保護主義拡大下で交渉妥結が期待されるRCEP

清水一史

(九州大学大学院 教授)

2019.08.19

 世界の保護主義と貿易摩擦は更に拡大を続けている。8月1日にトランプ大統領は,中国からの輸入への高関税の第4弾を9月1日に発動すると表明した。これまでの第1弾から第3弾による2000億ドル分の輸入への高関税に加えて,3000億ドル分の輸入に高関税が掛かると,中国からのほぼ全輸入に高関税が掛かってしまう。8月5日には,アメリカは更に中国を為替操作国に指定した。アメリカが為替操作国を指定するのは,25年ぶりの事である。8月6日に中国は,対中制裁関税の第4弾への対抗として,アメリカらの農産品の購入を一時停止すると発表した。8月13日にアメリカは,第4弾においてスマートフォン等については関税発動を12月13日まで延期すると発表したが,米中貿易摩擦の着地点は全く見えない。

 世界で保護主義が拡大する中で,東アジアのメガFTAであるRCEPの交渉が進められている。8月2−3日に北京で閣僚会合(第8回中間閣僚会合)が開催され,これまでに妥結した7章に加えて,電気通信サービス附属書,金融サービス附属書および自由職業サービス附属書が妥結した。更に,市場アクセス交渉の3分の2以上が相互に満足のいく結果に至ったと,閣僚会合の共同メディア声明は述べた。RCEPは2011年11月にASEANによって提案され,16カ国で交渉が進められてきている。9月にはバンコクで次の閣僚会合(第7回RCEP閣僚会合)が開催され,11月の首脳会合での妥結を目指している。

 RCEPは,現代の世界経済にとって,大きな意味を持つ。RCEPは,世界の成長センターである東アジアのメガFTAである。交渉参加国は,ASEAN10カ国と日本,中国,韓国,オーストラリア,ニュージーランド,インドの16カ国である。世界の人口の約半分,世界のGDPと貿易総額の約3割を占め,実現すれば東アジアと世界の経済に大きなプラスの影響を与える。

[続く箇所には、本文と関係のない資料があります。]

PR #1141, opened 2026-06-15
Fix/naming template validation on load

hazeledmands:
## Summary

The server returns an empty string for naming.bookTemplate / naming_template_audiobook when they've never been explicitly set (the renamer falls back to compiled-in defaults at import time). This caused "Template cannot be empty" to appear immediately on the File Naming settings page even without user interaction.

image

Fix: gate all validation feedback behind a `touched` state that is set on first onChange or onBlur. The Save button remains disabled for invalid templates regardless of touched state, so the constraint is still enforced.

## Checklist

- [x] Tests added or updated

## Test plan

- [x] `make check` (or the individual `go test ./cmd/... ./internal/...` and `cd web && npm run build` steps)

### DIFF
--- a/changelog.d/naming-template-touched-validation.md
+++ b/changelog.d/naming-template-touched-validation.md
@@ -1,0 +1,2 @@
+### Fixed
+- **File Naming settings** — "Template cannot be empty" validation error no longer appears on page load when no template has been saved yet (the server uses a built-in default for empty templates, so the error was a false alarm until the field is actually edited).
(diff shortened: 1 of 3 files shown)


vavallee:
Thanks @hazeledmands — good catch on the false empty-error. I've opened #1194 which lands your fix with one adjustment: it gates *only* the empty-template error behind `touched`. Traversal / unknown-token errors on an already-saved template are real misconfigurations, so #1194 keeps showing those immediately on load (otherwise a bad saved template would silently show no warning until the field is touched). Your commits are preserved with attribution. Closing in favour of #1194 so it lands in the upcoming release.

vavallee:
Follow-up: after re-checking current main, this is already handled — #1107 (v1.20.0) changed the empty-template feedback from the red error in your screenshot to a muted 'Required …' hint (role=alert, Save still disabled), and traversal/unknown-token errors show immediately. So no further change is needed. Thanks again for flagging it.

PR #1194, opened 2026-06-18
fix(settings): stop naming-template empty-error firing on load (supersedes #1141)

vavallee:
Lands @hazeledmands's fix from #1141 with a narrower validation gate.

**Original fix (#1141):** the File Naming settings page showed "Template cannot be empty" immediately on load, because the server returns an empty string for a never-set template (the renamer falls back to a compiled-in default at import time). #1141 gated *all* validation feedback behind a `touched` state.

**Why narrower:** gating `traversal` and `unknownTokens` behind `touched` too would hide a *real* problem — an already-saved template that contains a path-traversal segment or an unknown token would show no warning on load until the user happened to interact with the field. Only the empty-template error is a genuine false alarm at load (empty == "use default").

**This PR:**
- Empty-template error: suppressed until the field is touched (the #1141 behaviour).
- Traversal / unknown-token errors: shown immediately whenever the value is non-empty, touched or not — so a saved misconfiguration surfaces on load.
- Save stays disabled for any invalid template regardless, as before.
- Adds a test asserting a non-empty invalid template warns on initial load with no interaction.

Co-authored-by: Hazel <hazeledmands@gmail.com>

Closes #1141

### DIFF
--- a/changelog.d/naming-template-touched-validation.md
+++ b/changelog.d/naming-template-touched-validation.md
@@ -1,0 +1,2 @@
+### Fixed
+- **File Naming settings** — "Template cannot be empty" validation error no longer appears on page load when no template has been saved yet (the server uses a built-in default for empty templates, so the error was a false alarm until the field is actually edited).
--- a/web/src/pages/settings/NamingTemplateField.test.tsx
+++ b/web/src/pages/settings/NamingTemplateField.test.tsx
@@ -150,6 +150,16 @@ describe('NamingTemplateField component', () => {
     expect(save.disabled).toBe(true)
   })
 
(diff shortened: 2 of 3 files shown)


vavallee:
Closing — main already resolves this. The red 'Template cannot be empty' error from the #1141 screenshot was replaced in #1107 (shipped in v1.20.0) with a muted 'Required — enter at least one token or path segment.' hint that's styled as a gentle required-prompt (not an alarming error), carries role="alert" for screen readers, and keeps Save disabled. Traversal / unknown-token errors already surface immediately on load. So the touched-gating in #1141/#1194 isn't needed and would actually drop the a11y-announced empty hint. No code change required.

PR #1199, opened 2026-06-18
ci: gate frontend tests + align CI Go/Node versions with the Dockerfile

vavallee:
Two verified CI/infra fixes in one PR.

## Fix A — gate frontend tests
`vitest` exists (`web/package.json` `"test": "vitest run --passWithNoTests"`, run by `make check`/`make test-web`) but **no workflow invoked it**, so frontend unit tests never gated merges or releases. There are 352 passing tests across 38 files that were silently ungated.

- Added `npm test --prefix web` to the `validate (frontend)` job (the PR-gate, `if: pull_request`) right after `npm run build`, reusing the installed deps.
- Also added it to the `test` job — the merge/release gate that runs on push to `main`/`development`/`v*` tags and feeds `image`/`goreleaser`/`deploy-prod`. `validate-frontend` is PR-only, so without the `test`-job copy frontend tests would not gate the actual release path.
- No `|| true`: a failing vitest run now fails the job.

## Fix B — align CI runtimes with what production ships
CI was testing on **older** runtimes than the Dockerfile builds/ships (drift direction: CI behind prod). Bumped every workflow that pins them to match the Dockerfile:

| | from | to | source of truth |
|---|---|---|---|
| setup-go `go-version` | `1.25.11` | `1.26.4` | Dockerfile `golang:1.26.4-alpine` |
| setup-node `node-version` | `22` | `26` | Dockerfile `node:26-alpine` |

Applied across `ci.yml`, `security.yml`, `canary.yml`, `fuzz.yml` (all pinned files). The `go.mod` `go` directive is left at `1.25.11` (minimal change — a newer toolchain than the language directive is valid; the goal was the CI toolchain matching the build toolchain).

## Verification (local)
- `go build ./...`, `go vet ./...`, `go test ./cmd/... ./internal/...` — all pass.
- `cd web && npm run build && npm test` — build OK, 352/352 vitest pass.
- All workflow YAML validated with `yaml.safe_load`.

Note: local Go toolchain is 1.25.11, so the exact 1.26.4 build couldn't be reproduced here; build/vet/test all pass on the available toolchain and the YAML is valid. No bump had to be backed off.


vavallee:
Thanks to @magrhino, whose codebase analysis surfaced both fixes here: the frontend-test gating gap and the CI-vs-Dockerfile runtime drift. (The Node 26 half of the version alignment is deferred to #1201 — it breaks the MSW test harness — but the Go 1.26.4 bump and the vitest gating land here.)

 RCEPは大きな効果を持つ。第1にRCEPの実現は,東アジア全体で物品(財)・サービスの貿易や投資を促進し,東アジア全体の一層の経済発展に資するであろう。東アジア各国は,1980年代後半からの輸出と投資の急速な拡大の中で,急速に発展してきたのである。第2に通商ルール化に貢献する。各FTAのルールを一本化し,更に知的財産や電子商取引など新たな分野のルール化に貢献する。第3に東アジアの生産ネットワークあるいはサプライチェーンの整備を支援する。第4に域内の先進国と途上国間の経済格差の縮小に貢献する可能性がある。

 RCEPの実現は,日本経済と日本企業にとってもきわめて重要である。日本にとって,RCEP参加国との貿易は総貿易の約半分を占め,年々拡大中である。そしてASEANと日中韓やインドを含むRCEPは,日本企業の生産ネットワークにきわめて適合的である。RCEPによる貿易と投資の促進が,また貿易円滑化・知的財産権・電子商取引などの新たなルールが,日本企業の活動を大いに支援するであろう。

 そして,RCEP交渉妥結は,現在の保護主義に対抗する大きな意味を持つ。RCEPは世界の成長センターである東アジアのメガFTAであり,交渉妥結は,RCEPに入っていないアメリカに大きなインパクトを与えるであろう。現在,CPTPPと日本EU・EPAが発効されて実際に関税が下げられて来ており,3つ目のメガFTAの妥結は更に大きなインパクトを与えるであろう。

 交渉において,国によって政治的にセンシティブなところがある分野では,更にその隔たりを埋める議論が必要である。2018年にRCEPが実質合意出来なかった原因としては,インド要因も大きかった。インドは中国との貿易赤字を抱えており,総選挙を控えて更なる貿易自由化には懸念があった。しかしインドで総選挙が終わり,モディ政権が続くことになった。米中貿易摩擦を抱える中国もRCEPには前向きである。合意にはまだ多くの課題があるが,RCEP交渉が妥結に向かう事を期待したい。

 RCEP交渉においては,ASEANが重要である。そもそもRCEPを提案したのはASEANであり,中国が進める「一帯一路」などと異なり,ASEANが交渉を主導している。それゆえに,日本も中国もインドも進めやすい面がある。RCEPでは「ASEAN中心性」が規定され,参加16カ国のうち10カ国はASEANである。分野別交渉の作業部会ではASEAN各国が議長となっている。

 世界経済の厳しい通商状況において,3つのメガFTAを進める日本の役割は大きい。日本はASEANと協力してRCEP交渉を今年中の妥結に導くべきである。RCEPが交渉妥結し発効するなら,3つのメガFTAが相互に作用して,保護主義を逆転させる大きな力となるであろう。保護主義が更に拡大する中で,RCEP交渉の11月の妥結を期待したい。